> DESCRIPTION OF THE TASK
Your task is to write out exactly the lines of the listing below, from the first down to the line that holds "- Remove reorientations".

> EXERCISE INPUT
□ □ □ □ □ □ □

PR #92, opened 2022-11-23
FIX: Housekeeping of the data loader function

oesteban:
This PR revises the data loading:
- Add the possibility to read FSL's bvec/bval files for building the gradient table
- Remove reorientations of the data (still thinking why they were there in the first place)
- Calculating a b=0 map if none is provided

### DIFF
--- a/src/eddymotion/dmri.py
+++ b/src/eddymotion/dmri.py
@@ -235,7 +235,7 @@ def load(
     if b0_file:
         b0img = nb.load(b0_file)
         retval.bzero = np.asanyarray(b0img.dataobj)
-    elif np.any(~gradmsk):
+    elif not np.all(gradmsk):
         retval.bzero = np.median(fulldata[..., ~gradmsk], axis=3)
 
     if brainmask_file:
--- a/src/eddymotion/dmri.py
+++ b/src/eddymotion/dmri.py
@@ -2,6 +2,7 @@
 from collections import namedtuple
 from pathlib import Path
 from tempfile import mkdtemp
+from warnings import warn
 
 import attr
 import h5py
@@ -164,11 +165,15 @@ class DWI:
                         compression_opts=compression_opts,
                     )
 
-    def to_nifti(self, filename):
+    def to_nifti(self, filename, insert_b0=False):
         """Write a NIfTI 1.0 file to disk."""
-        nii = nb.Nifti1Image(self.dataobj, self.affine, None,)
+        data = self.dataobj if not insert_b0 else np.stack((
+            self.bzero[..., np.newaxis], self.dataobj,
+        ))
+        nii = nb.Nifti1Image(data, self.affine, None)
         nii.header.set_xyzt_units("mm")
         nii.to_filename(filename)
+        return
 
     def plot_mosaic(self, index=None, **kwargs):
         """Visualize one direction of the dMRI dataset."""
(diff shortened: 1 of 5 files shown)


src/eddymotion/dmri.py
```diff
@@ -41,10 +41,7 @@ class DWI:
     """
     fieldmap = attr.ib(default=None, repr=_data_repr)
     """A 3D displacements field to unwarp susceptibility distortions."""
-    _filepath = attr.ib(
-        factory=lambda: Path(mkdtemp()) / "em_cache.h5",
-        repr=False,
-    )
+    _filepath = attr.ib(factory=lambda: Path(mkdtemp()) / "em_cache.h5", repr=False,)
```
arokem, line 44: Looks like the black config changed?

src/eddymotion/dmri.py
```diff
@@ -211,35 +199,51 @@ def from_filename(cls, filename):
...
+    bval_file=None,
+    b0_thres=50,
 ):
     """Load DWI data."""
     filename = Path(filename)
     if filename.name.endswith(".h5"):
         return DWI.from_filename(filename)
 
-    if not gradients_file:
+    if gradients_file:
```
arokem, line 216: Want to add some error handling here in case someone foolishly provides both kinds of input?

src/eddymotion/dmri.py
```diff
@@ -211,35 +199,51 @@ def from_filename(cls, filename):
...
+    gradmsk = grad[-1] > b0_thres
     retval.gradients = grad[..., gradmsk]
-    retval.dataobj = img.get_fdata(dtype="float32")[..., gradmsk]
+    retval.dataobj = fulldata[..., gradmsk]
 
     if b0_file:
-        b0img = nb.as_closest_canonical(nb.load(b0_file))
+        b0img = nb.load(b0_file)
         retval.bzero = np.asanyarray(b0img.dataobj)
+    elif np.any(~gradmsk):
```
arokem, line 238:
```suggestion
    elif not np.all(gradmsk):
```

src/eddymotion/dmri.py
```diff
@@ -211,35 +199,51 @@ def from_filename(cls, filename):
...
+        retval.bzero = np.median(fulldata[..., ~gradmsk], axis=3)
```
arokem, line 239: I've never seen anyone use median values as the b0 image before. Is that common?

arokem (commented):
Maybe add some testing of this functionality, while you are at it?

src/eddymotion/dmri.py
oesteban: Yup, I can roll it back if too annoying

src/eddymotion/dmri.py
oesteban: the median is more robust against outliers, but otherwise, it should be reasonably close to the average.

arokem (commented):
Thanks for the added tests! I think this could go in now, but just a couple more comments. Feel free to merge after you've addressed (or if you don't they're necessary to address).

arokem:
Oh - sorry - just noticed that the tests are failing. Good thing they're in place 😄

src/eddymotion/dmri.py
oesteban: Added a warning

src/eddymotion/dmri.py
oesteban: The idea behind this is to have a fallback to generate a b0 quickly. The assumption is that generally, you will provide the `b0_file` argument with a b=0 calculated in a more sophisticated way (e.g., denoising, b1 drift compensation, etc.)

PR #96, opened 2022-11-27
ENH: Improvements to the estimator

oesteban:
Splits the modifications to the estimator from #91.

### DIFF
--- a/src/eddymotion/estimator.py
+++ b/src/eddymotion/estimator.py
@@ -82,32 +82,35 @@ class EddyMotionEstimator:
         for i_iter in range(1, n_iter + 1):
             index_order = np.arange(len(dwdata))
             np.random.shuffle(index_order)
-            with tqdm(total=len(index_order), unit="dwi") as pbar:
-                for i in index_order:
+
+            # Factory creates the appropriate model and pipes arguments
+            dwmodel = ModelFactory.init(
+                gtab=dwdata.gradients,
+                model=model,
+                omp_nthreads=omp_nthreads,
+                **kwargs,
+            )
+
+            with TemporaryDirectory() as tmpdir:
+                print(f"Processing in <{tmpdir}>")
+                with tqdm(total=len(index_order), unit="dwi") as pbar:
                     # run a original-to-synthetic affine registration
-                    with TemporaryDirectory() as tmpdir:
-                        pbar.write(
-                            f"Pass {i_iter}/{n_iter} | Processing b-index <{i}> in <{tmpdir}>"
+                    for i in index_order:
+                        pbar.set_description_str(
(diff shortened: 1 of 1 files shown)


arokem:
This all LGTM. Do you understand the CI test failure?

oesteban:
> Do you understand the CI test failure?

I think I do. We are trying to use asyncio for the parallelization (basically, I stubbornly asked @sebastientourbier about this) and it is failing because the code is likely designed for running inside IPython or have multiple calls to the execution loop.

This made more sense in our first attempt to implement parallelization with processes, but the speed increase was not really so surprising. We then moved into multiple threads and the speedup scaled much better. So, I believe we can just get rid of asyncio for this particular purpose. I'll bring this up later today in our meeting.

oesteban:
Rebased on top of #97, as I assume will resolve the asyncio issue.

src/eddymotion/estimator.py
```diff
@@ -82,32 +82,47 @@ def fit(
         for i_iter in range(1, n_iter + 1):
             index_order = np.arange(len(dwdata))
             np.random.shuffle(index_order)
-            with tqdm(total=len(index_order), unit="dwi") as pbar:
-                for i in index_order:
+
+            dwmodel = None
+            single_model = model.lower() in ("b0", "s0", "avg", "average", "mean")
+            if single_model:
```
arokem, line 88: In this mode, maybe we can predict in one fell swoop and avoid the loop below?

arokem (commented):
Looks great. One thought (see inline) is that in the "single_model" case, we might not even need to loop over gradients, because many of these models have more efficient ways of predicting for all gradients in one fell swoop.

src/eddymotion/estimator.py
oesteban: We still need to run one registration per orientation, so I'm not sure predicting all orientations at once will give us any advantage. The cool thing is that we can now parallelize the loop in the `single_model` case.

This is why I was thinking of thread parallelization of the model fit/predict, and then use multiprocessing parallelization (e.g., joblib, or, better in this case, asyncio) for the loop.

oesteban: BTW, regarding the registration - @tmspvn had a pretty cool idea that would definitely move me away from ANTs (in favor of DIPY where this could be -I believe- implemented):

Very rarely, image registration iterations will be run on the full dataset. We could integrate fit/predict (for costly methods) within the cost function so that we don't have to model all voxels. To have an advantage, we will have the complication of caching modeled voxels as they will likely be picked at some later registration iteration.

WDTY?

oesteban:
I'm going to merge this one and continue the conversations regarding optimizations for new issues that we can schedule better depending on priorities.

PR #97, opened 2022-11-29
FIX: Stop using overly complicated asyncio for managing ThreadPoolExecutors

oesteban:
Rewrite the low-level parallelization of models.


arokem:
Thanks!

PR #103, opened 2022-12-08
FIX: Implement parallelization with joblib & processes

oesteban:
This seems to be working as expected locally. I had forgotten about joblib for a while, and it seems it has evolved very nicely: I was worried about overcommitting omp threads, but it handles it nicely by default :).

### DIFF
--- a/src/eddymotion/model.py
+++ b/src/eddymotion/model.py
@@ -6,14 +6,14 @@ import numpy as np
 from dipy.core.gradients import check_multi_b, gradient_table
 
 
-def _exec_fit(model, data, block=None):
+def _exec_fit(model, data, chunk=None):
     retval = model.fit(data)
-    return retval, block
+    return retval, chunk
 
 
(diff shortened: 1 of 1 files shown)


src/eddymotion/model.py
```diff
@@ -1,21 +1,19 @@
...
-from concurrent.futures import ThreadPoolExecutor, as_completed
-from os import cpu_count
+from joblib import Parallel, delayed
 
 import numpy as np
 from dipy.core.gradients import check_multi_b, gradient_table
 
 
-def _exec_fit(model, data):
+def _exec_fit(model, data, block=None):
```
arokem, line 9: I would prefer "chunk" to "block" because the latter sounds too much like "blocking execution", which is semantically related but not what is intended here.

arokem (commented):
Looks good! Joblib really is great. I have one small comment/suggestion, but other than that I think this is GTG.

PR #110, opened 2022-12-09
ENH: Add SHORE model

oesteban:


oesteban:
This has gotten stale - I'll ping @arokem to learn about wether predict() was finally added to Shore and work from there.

□ □ □ □ □ □ □

> ANSWER TO THIS PROBLEM
PR #92, opened 2022-11-23
FIX: Housekeeping of the data loader function

oesteban:
This PR revises the data loading:
- Add the possibility to read FSL's bvec/bval files for building the gradient table
- Remove reorientations of the data (still thinking why they were there in the first place)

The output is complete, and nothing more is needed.